### Exercise requirements
An exact copy of every entry is what's needed, so please transcribe them all.

### Source records
PR #7821, opened 2026-05-10
fix: propagate mempool rejection details to wallet and gRPC (closes #7776)

### LINKED ISSUE #7776: Better feedback of rejected transactions

watcharaponthod-code:
Closes #7776

When the mempool rejects a transaction, wallets previously only received a generic cancellation reason with no actionable information. This change threads the specific rejection message end-to-end: from the mempool through the HTTP JSON-RPC layer, through the wallet broadcast protocol, persisted in the wallet database, and surfaced in the gRPC `TransactionInfo` response.

## What changed

**Core – `TxStorageResponse` enum**

`NotStoredConsensus` and `NotStored` now carry an `Option<String>` with the exact rejection reason (e.g. "double-spend of commitment X", "invalid range proof"). The `Display` impl includes the reason when present so log output is immediately useful.

**Mempool storage**

Validation and consensus errors are forwarded into the new payload rather than being swallowed.

**HTTP JSON-RPC handler (`minotari_node`)**

`TxSubmissionResponse` gains a `rejection_detail: Option<String>` field. It is annotated `#[serde(skip_serializing_if = "Option::is_none")]` so the field is absent from the JSON for older wallets — fully backward-compatible. Six unit tests cover the detail propagation and the serialisation behaviour.

**Wallet broadcast protocol**

The `cancel_pending_transaction_with_detail` helper carries the `rejection_detail` string from the HTTP response into storage when the node rejects a submission.

**Wallet database / SQLite**

`CompletedTransaction` gains a `rejection_detail: Option<String>` field. A Diesel migration (`2026-05-10-120000_add_rejection_detail`) adds a nullable `rejection_detail` column to `completed_transactions` with a matching down migration that recreates the table without the column (required for SQLite compatibility).

`reject_completed_transaction` is updated throughout the storage layer to accept and persist the detail string.

**gRPC wallet server**

`TransactionInfo.rejected_reason` now uses the specific `rejection_detail` string when available, falling back to the cancellation reason enum as before.

**Integration test**

`test_rejection_detail_stored_on_mempool_rejection` funds a wallet with a UTXO, configures the HTTP base-node mock to return a rejection carrying `rejection_detail: Some("double-spend of commitment abc123")`, submits a coin-split transaction, waits for a `TransactionCancelled` event, and asserts the detail string is persisted on the `CompletedTransaction` record.

## Acceptance criteria

- [x] Wallet receives the specific rejection reason from the node
- [x] Reason identifies the exact failure (not just a generic code)
- [x] Backward-compatible — `rejection_detail` absent from JSON when `None`
- [x] At least one integration test covering the full path

### DIFF
--- a/applications/minotari_console_wallet/src/grpc/wallet_grpc_server.rs
+++ b/applications/minotari_console_wallet/src/grpc/wallet_grpc_server.rs
@@ -1694,7 +1694,9 @@ impl wallet_server::Wallet for WalletGrpcServer {
                             .into_iter()
                             .map(|pr| pr.to_vec())
                             .collect(),
-                        rejected_reason: txn.cancelled.map(|r| r.to_string()).unwrap_or_default(),
+                        rejected_reason: txn.rejection_detail.clone()
+                            .or_else(|| txn.cancelled.map(|r| r.to_string()))
+                            .unwrap_or_default(),
                         lock_height: txn.lock_height,
                     }),
                 };
@@ -1997,7 +1999,9 @@ impl wallet_server::Wallet for WalletGrpcServer {
                             .into_iter()
                             .map(|pr| pr.to_vec())
                             .collect(),
-                        rejected_reason: txn.cancelled.map(|r| r.to_string()).unwrap_or_default(),
+                        rejected_reason: txn.rejection_detail.clone()
+                            .or_else(|| txn.cancelled.map(|r| r.to_string()))
+                            .unwrap_or_default(),
                         lock_height: txn.lock_height,
                     };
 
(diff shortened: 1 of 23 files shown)


SWvheerden:
closing in favour of #7811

### Exercise result
PR #7821, opened 2026-05-10
fix: propagate mempool rejection details to wallet and gRPC (closes #7776)

### LINKED ISSUE #7776: Better feedback of rejected transactions

watcharaponthod-code:
Closes #7776

When the mempool rejects a transaction, wallets previously only received a generic cancellation reason with no actionable information. This change threads the specific rejection message end-to-end: from the mempool through the HTTP JSON-RPC layer, through the wallet broadcast protocol, persisted in the wallet database, and surfaced in the gRPC `TransactionInfo` response.

## What changed

**Core – `TxStorageResponse` enum**

`NotStoredConsensus` and `NotStored` now carry an `Option<String>` with the exact rejection reason (e.g. "double-spend of commitment X", "invalid range proof"). The `Display` impl includes the reason when present so log output is immediately useful.

**Mempool storage**

Validation and consensus errors are forwarded into the new payload rather than being swallowed.

**HTTP JSON-RPC handler (`minotari_node`)**

`TxSubmissionResponse` gains a `rejection_detail: Option<String>` field. It is annotated `#[serde(skip_serializing_if = "Option::is_none")]` so the field is absent from the JSON for older wallets — fully backward-compatible. Six unit tests cover the detail propagation and the serialisation behaviour.

**Wallet broadcast protocol**

The `cancel_pending_transaction_with_detail` helper carries the `rejection_detail` string from the HTTP response into storage when the node rejects a submission.

**Wallet database / SQLite**

`CompletedTransaction` gains a `rejection_detail: Option<String>` field. A Diesel migration (`2026-05-10-120000_add_rejection_detail`) adds a nullable `rejection_detail` column to `completed_transactions` with a matching down migration that recreates the table without the column (required for SQLite compatibility).

`reject_completed_transaction` is updated throughout the storage layer to accept and persist the detail string.

**gRPC wallet server**

`TransactionInfo.rejected_reason` now uses the specific `rejection_detail` string when available, falling back to the cancellation reason enum as before.

**Integration test**

`test_rejection_detail_stored_on_mempool_rejection` funds a wallet with a UTXO, configures the HTTP base-node mock to return a rejection carrying `rejection_detail: Some("double-spend of commitment abc123")`, submits a coin-split transaction, waits for a `TransactionCancelled` event, and asserts the detail string is persisted on the `CompletedTransaction` record.

## Acceptance criteria

- [x] Wallet receives the specific rejection reason from the node
- [x] Reason identifies the exact failure (not just a generic code)
- [x] Backward-compatible — `rejection_detail` absent from JSON when `None`
- [x] At least one integration test covering the full path

### DIFF
--- a/applications/minotari_console_wallet/src/grpc/wallet_grpc_server.rs
+++ b/applications/minotari_console_wallet/src/grpc/wallet_grpc_server.rs
@@ -1694,7 +1694,9 @@ impl wallet_server::Wallet for WalletGrpcServer {
                             .into_iter()
                             .map(|pr| pr.to_vec())
                             .collect(),
-                        rejected_reason: txn.cancelled.map(|r| r.to_string()).unwrap_or_default(),
+                        rejected_reason: txn.rejection_detail.clone()
+                            .or_else(|| txn.cancelled.map(|r| r.to_string()))
+                            .unwrap_or_default(),
                         lock_height: txn.lock_height,
                     }),
                 };
@@ -1997,7 +1999,9 @@ impl wallet_server::Wallet for WalletGrpcServer {
                             .into_iter()
                             .map(|pr| pr.to_vec())
                             .collect(),
-                        rejected_reason: txn.cancelled.map(|r| r.to_string()).unwrap_or_default(),
+                        rejected_reason: txn.rejection_detail.clone()
+                            .or_else(|| txn.cancelled.map(|r| r.to_string()))
+                            .unwrap_or_default(),
                         lock_height: txn.lock_height,
                     };
 
(diff shortened: 1 of 23 files shown)


SWvheerden:
closing in favour of #7811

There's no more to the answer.